If you weren’t already undead, wouldn’t you just kill yourself?

If I were going to reccomend an adolescent vampire series, I’d go for Christopher Pike’s, Last Vampire series. The main character CAN go out in the day time, but not for long periods of time, as it significantly weakens her. And it’s mostly based on eastern mythology and Hinduism.

MUCH better written than Twi-shite. No sparkling.
(I’m really feeling for Robert Pattinson, who plays Edward in the movies. Recently, he was hit by a taxi trying to get away from screaming hordes of fan girls. Ouch)

Just when I thought it couldn’t get any more ludicrous. Yeesh.

Oh, and courtesy of GraphJam, we have this.

Reading back over the thread, this was a pretty severe typo on my part.

I can’t believe I forgot the operative word here. :smack:

(Proofread Jihi, proofread…)

IIRC, they’ve all been through college a few times too. I think Edward has a couple of PhDs or something. (Don’t remember, only read the first book and the Cleolinda versions of the rest.)

What kind of werewolf shenanigans are there?

Pattinson is the one bright spot to come out of the Twilight craze. He’s been, shall we say, disarmingly frank about what he thinks of the books, his character, and the author. In order: crap, a self-loathing creep, and a crazy lady too-obviously in love with her own creation.

Some friends of a friend attempted a drinking game with the first book, nothing complicated, but any time the author compared Edward to certain things (I think they used a marble statue, but I’m not sure if they did anything else), take a drink…
They didn’t make it through 3 chapters.

Death by Sunlight isn’t really a defining trope, folklore wise sunset/sunrise marked when a vampire could shift into a man/thick ominous fog (not kidding)/wolf/bat, and wasn’t really weakened by the day, but for various reasons may not prefer it.

There was an essay I read years ago which had a really, really good in depth analysis of the whole thing but I lost it and it seems impossible to find. It went into all this stuff about stages of life from traditional folklore, especially Romanian (including this “mature” stage after 7 years where a vampire would actually be human except for every x weekends where they would go batshit feral and disappear with a flock until Sunday morning to feed, then return to being human for another gulf of time). It was fascinating and I’m sad I didn’t save it.

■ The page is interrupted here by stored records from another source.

Issue #650, opened 2015-10-24
Large notebook fails to save


glider-gun:
When I was using IPython notebook to analyze our experiment data, I noticed I could not save notebook.
The console (from which I started `ipython notebook`) stated:

```
[I 17:37:11.736 NotebookApp] Malformed HTTP message from ::1: Content-Length too long
```

So I guess this problem comes from notebook size.
I was using "bokeh" library to plot my data, and the notebook file was about 100 MB on disk.

To reproduce, I prepared a new notebook and did many plot to produce a large-filesize notebook.

<img width="961" alt="2015-10-24 17 30 24" src="https://cloud.githubusercontent.com/assets/10886262/10711289/926f3e06-7a76-11e5-9d2f-281e18e11247.png">
This does 30001-point plot repeatedly (e.g. 100 plots in above screen shot,)
I could not save the notebook above: when I repeated saving with increasing number of plots, again above about 100MB, I could not save the notebook (with the same console message).

In a little more detail, I could save notebook until 88 plots, when notebook file size was 104756892 byte or 99.904 MB. And I could not save it with 89 plots. By increasing number of plots, file size increased about 1.1 MB per one plot.

I searched issue list, but could not find about this.
Is this limit intentional? Is there some work around for this problem (without removing cells from notebook)?

---

My environments are:

```
$ python -c "import IPython; print(IPython.sys_info())"
{'commit_hash': u'2d95975',
 'commit_source': 'installation',
 'default_encoding': 'UTF-8',
 'ipython_path': '/opt/local/Library/Frameworks/Python.framework/Versions/2.7/lib/python2.7/site-packages/IPython',
 'ipython_version': '3.2.1',
 'os_name': 'posix',
 'platform': 'Darwin-13.4.0-x86_64-i386-64bit',
 'sys_executable': '/opt/local/Library/Frameworks/Python.framework/Versions/2.7/Resources/Python.app/Contents/MacOS/Python',
 'sys_platform': 'darwin',
 'sys_version': '2.7.10 (default, Aug 26 2015, 18:15:57) \n[GCC 4.2.1 Compatible Apple LLVM 5.1 (clang-503.0.40)]'}
```

OS: Mac (OSX, 10.9.5 Mavericks)
Browser: Safari 9.0 (9537.86.1.56.2)
matplotlib python library ver. 1.4.3
numpy python library ver. 1.9.2
bokeh python library ver. 0.10.0

willingc:
[...]

PR #2139, opened 2017-02-06
Bump up tornado buffer sizes to allow saving large notebooks

takluyver:
Sort of addresses gh-650

I haven't actually tested with a large notebook

### DIFF
--- a/notebook/notebookapp.py
+++ b/notebook/notebookapp.py
@@ -224,6 +224,11 @@ class NotebookWebApplication(web.Application):
             iopub_msg_rate_limit=jupyter_app.iopub_msg_rate_limit,
             iopub_data_rate_limit=jupyter_app.iopub_data_rate_limit,
             rate_limit_window=jupyter_app.rate_limit_window,
+
+            # maximum request sizes - support saving larger notebooks
+            # tornado defaults are 100 MiB, we increase it to 0.5 GiB
+            max_body_size = 512 * 1024 * 1024,
+            max_buffer_size = 512 * 1024 * 1024,
             
             # authentication
             cookie_secret=jupyter_app.cookie_secret,


royitaqi:
Sorry for the newbie question: how do I know if this change has been released? I'm running jupyter notebook 5.0.0 (from About menu), and seem to still have the "Content-length too long" [problem](https://github.com/jupyter/notebook/issues/650).

takluyver:
If you've got 5.0, you should have this change. You can look for the file `notebookapp.py` on your computer and push these numbers even further up if your notebook is too big. But if it's over 500MB, it's probably not going to work terribly well anyway - the format is not really designed for storing large amounts of data.

gnestor:
@royitaqi Have you had a chance to test this?

royitaqi:
@gnestor I just tried and it seemed not working. But I'm confused because I see two different version numbers when I was double-checking my version number.

From the About menu in the Jupyter notebook page, I see:
```
The version of the notebook server is 5.0.0
```

But from the command line where I started my jupyter notebook, I see
```
$ jupyter --version
4.3.0
```

Which version number should I look at, @takluyver?


I will also try to upgrade jupyter (if it can be done) to see if it makes any difference.

gnestor:
```
$ jupyter notebook --version
5.0.0
```

royitaqi:
These are inside my `site-packages` directory.

```
notebook
notebook-5.0.0.dist-info
...
jupyter-1.0.0.dist-info
jupyter_client
jupyter_client-5.0.1.dist-info
jupyter_console
jupyter_console-5.1.0.dist-info
jupyter_core
jupyter_core-4.3.0.dist-info
jupyter.py
```

This seems to explain the two version numbers I saw (5.0.0 is from `notebook` and 4.3.0 is from `jupyter_core`).

My jupyter notebook version is indeed 5.0.0.
```
$ jupyter notebook --version
5.0.0
```

I have the following in my `~/.jupyter/jupyter_notebook_config.py`:
```
c.NotebookApp.tornado_settings = {
    'max_body_size': 1073741824,
    'max_buffer_size': 1073741824,
}
```
The number equals to 1GB .

However, I still cannot save my notebook, which should typically be about 200MB large. The error from the jupyter notebook (running in a console ) is:
```
Malformed HTTP message from 127.0.0.1: Content-Length too long
```

Any idea?

gnestor:
I looked at the tornado source at this config should take care of it: https://github.com/tornadoweb/tornado/blob/28e631ae242dec1ae51877fed92d1b16e7a07dd4/tornado/http1connection.py#L558

So no ideas here... If you can share your notebook, I will download and try to debug.

royitaqi:
@gnestor  I uploaded my ipynb: https://expirebox.com/download/418668a409c00c3b1af69fa7e313c449.html. It's 183.33 MB.

This is what I just tried:

1. Start jupyter notebook server.
2. Open this ipynb file.
3. Make a modification in the notebook's code, but don't run (it won't run since it depends on a lot of local libraries).
4. Save the notebook. See the yellow "Error" notification show up in the notebook webpage. See the "Content-Length" error in the jupyter notebook server output.

gnestor:
@royitaqi Sorry, the files expired. Can you update?

jherbel:
@gnestor @royitaqi 
Has there been any progress on this lately? I still seem to have the problem of not being able to store large notebooks. 

Here is an example notebook which produces many times the same plot, such that the notebook
size eventually exceeds 100 MB, causing an error for me:

[https://expirebox.com/download/9fb8b577e271bd91b8d76ba8050f7f90.html](https://expirebox.com/download/9fb8b577e271bd91b8d76ba8050f7f90.html)

The error message I get in the console is:

`[I 18:02:37.663 NotebookApp] Malformed HTTP message from ::1: Content-Length too long`

Here is some information about my setup:

```
$ python` -c "import IPython; print(IPython.sys_info())"
{'commit_hash': u'b467d487e',
 'commit_source': 'installation',
 'default_encoding': 'UTF-8',
 'ipython_path': '/Users/joergherbel/Library/Python/2.7/lib/python/site-packages/IPython',
 'ipython_version': '5.5.0',
 'os_name': 'posix',
 'platform': 'Darwin-15.6.0-x86_64-i386-64bit',
 'sys_executable': '/opt/local/Library/Frameworks/Python.framework/Versions/2.7/Resources/Python.app/Contents/MacOS/Python',
 'sys_platform': 'darwin',
 'sys_version': '2.7.14 (default, Sep 22 2017, 00:05:22) \n[GCC 4.2.1 Compatible Apple LLVM 7.3.0 (clang-703.0.31)]'}
```

These are the versions of jupyter and jupyter notebook:

```
$ jupyter --version
4.4.0
$ jupyter notebook --version
5.2.1
```

I am running jupyter notebook without any custom configuration, i.e. I don't have a file 
`~/.jupyter/jupyter_notebook_config.py`
and I just use 
`jupyter notebook` 
to start the server.

I don't know if it is relevant, but I have the following file:
```
$ cat /Users/joergherbel/.jupyter/nbconfig/notebook.json 
{
  "load_extensions": {
    "jupyter-js-widgets/extension": true
  }
```

gnestor:
Hi @jherbel! I tested the notebook and I am able to open it, run the cells, and save:

screenflow

```bash
$ jupyter --version
4.4.0
$ jupyter notebook --version
5.3.0.dev0
```

I am also just using the default tornado config from `notebookapp.py`. 

I suspect that the jupyter notebook installation that you are using to run this notebook is not `~/Library/Python/2.7/lib/python/site-packages/notebook/notebookapp.py`. Is that possible?

jherbel:
Hi @gnestor , thanks for your reply! How can I be sure that I indeed run the notebook using `~/Library/Python/2.7/lib/python/site-packages/notebook/notebookapp.py` ? What I did up to now is:

`$ which jupyter
/Users/joergherbel/Library/Python/2.7/bin/jupyter`

and

```
In [1]: import jupyter

In [2]: jupyter.__file__
Out[2]: '/Users/joergherbel/Library/Python/2.7/lib/python/site-packages/jupyter.pyc'

In [3]: import notebook

In [4]: notebook.__file__
Out[4]: '/Users/joergherbel/Library/Python/2.7/lib/python/site-packages/notebook/__init__.pyc'
```

I also noticed that you use Python 3, while I use Python 2, can that make a difference?

gnestor:
> $ which jupyter /Users/joergherbel/Library/Python/2.7/bin/jupyter

Ya, it looks right.

> I also noticed that you use Python 3, while I use Python 2, can that make a difference?

@takluyver @Carreau Is it possible that Python version could somehow affect tornado behavior?

takluyver:
> Is it possible that Python version could somehow affect tornado behavior?

Possible but not likely.

jherbel:
@gnestor One thing I just noticed is that when you tried saving the notebook, you did not re-run, right? Could you please re-run and then try to save it (it will take a while thouhg....)? Otherwise we cannot check whether the error actually occurs for you, since the notebook I uploaded has less than 100 MB (I am not able to save the notebook after it finished running).

aquirdTurtle:
I have the same problem (use many large interactive plots, files get >100MB) although (the windows equivalent of) which jupyter gives me
C:\ProgramData\Anaconda3\Scripts\jupyter.exe
And I'm using jupyter lab instead of the classic notebook. My only workaround right now is to manually break up large notebooks into multiple small notebooks, which is pretty annoying :(

HonestShrimp:
Get the same problem: can't save the Notebook when its size exceed 100 MB (Notebook with numerous plots). I get the message "Auto save failed" in the Notebook and the following in the prompt:

`[I 23:11:32.000 NotebookApp] Malformed HTTP message from ::1: Content-Length too long`

I am using:
```
jupyter --version
4.4.0
jupyter notebook --version
5.5.0
python --version
Python 3.6.5 :: Anaconda, Inc.
```
Same as @aquirdTurtle , I break my notebooks or limit the number of figures, which is not really convinient.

Jragon, that’s a shame. I’d love to read such an article.

And didn’t Dracula come out in the sunlight some of the time? Still. Sparkling is lame.

It’s my understanding that in sunlight their thick body hair has a lovely sheen, like a collie that eats lots of raw eggs.

I always try and look into it and fail every time (the fact that I read it at least 3 years ago didn’t help), but browsing some articles on her site, I wouldn’t be surprised if it wasn’t an excerpt from this book that I read.

Ha! I found it after all this time!
[noparse]http://www.blooferland.com/drc/index.php?title=Journal_of_Dracula_Studies[/noparse]

In the header titled “Number 3” it’s the essay by Patrick Johnson, [noparse]http://blooferland.com/drc/images/03Johnson.rtf[/noparse] - Count Dracula and the Folkloric Vampire: Thirteen Comparisons] (rtf file). Section 11 is the interesting one with all the weird “after x years of being a vampire” stuff.

I’ve heard it claimed that the sparkling is one of those Mormon concepts that got smuggled in; that Mormon saints supposedly sparkle.

Sparkly Mormons? Now that I would have to see.

Mormons do have a whole “light shining from your countenance” mythos about Jesus, angels, and even people having visions. I guess that could be a source for sparkling vampire skin, but it seems like a bit of a stretch to me. Plus, it’s not solar activated.

It would be interesting to see a list of Mormon concepts that made it into the series. I heard the last book is especially heavy (handed) with Mormon parallels. If the Mormon church was smart, they’d make their missionaries stop washing and cutting their hair and start recruiting at the local Hot Topic. “Free tube of Edward glitter with each Book of Mormon!”